#### What you have to do
Work through the data and say how many lines contain "internal". The number alone is the answer.

(Saved entries)
※
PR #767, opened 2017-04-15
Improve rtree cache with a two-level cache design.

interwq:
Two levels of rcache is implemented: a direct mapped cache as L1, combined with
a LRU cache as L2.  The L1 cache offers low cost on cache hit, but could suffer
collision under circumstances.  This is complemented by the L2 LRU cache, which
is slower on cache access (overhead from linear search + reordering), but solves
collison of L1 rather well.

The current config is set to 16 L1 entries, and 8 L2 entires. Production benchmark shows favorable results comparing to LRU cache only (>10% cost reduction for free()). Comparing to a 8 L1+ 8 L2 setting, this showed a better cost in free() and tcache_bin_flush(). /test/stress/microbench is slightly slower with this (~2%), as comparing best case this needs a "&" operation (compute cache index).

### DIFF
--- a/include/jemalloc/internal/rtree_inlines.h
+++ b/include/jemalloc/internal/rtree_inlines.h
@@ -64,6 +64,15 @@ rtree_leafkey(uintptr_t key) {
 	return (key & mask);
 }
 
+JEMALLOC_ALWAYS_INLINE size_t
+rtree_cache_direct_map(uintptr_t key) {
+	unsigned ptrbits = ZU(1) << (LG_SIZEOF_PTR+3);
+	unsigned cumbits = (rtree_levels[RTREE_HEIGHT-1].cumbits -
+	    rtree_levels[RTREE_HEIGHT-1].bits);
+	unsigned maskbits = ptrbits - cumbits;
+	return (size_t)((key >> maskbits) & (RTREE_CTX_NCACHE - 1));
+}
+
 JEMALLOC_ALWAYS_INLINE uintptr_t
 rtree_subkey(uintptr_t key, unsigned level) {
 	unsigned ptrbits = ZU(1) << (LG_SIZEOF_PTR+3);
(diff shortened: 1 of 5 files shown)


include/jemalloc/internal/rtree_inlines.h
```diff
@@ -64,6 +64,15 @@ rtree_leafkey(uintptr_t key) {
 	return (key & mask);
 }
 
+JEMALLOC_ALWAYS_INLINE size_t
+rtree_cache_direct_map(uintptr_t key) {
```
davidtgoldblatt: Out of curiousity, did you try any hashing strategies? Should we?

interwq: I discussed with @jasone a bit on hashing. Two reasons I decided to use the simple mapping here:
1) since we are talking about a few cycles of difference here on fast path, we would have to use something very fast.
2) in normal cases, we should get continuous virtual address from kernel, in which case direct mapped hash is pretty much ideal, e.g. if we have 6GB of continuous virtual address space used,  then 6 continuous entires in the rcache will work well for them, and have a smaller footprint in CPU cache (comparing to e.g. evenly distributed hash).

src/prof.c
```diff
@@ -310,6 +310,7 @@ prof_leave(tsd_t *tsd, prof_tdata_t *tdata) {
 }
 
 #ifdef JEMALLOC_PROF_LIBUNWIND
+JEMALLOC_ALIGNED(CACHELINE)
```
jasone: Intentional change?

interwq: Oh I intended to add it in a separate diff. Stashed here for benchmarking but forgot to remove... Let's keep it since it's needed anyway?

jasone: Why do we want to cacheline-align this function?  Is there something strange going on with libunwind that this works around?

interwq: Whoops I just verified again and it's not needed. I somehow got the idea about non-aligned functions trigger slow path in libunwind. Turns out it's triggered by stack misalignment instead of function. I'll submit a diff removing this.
※
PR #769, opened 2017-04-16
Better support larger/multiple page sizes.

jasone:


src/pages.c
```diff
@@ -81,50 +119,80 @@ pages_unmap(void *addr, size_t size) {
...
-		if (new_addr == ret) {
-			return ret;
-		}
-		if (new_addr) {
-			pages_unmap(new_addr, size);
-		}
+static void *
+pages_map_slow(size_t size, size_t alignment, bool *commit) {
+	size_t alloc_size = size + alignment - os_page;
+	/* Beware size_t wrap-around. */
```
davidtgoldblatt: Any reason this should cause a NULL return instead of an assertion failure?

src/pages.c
※
#### Expected output
3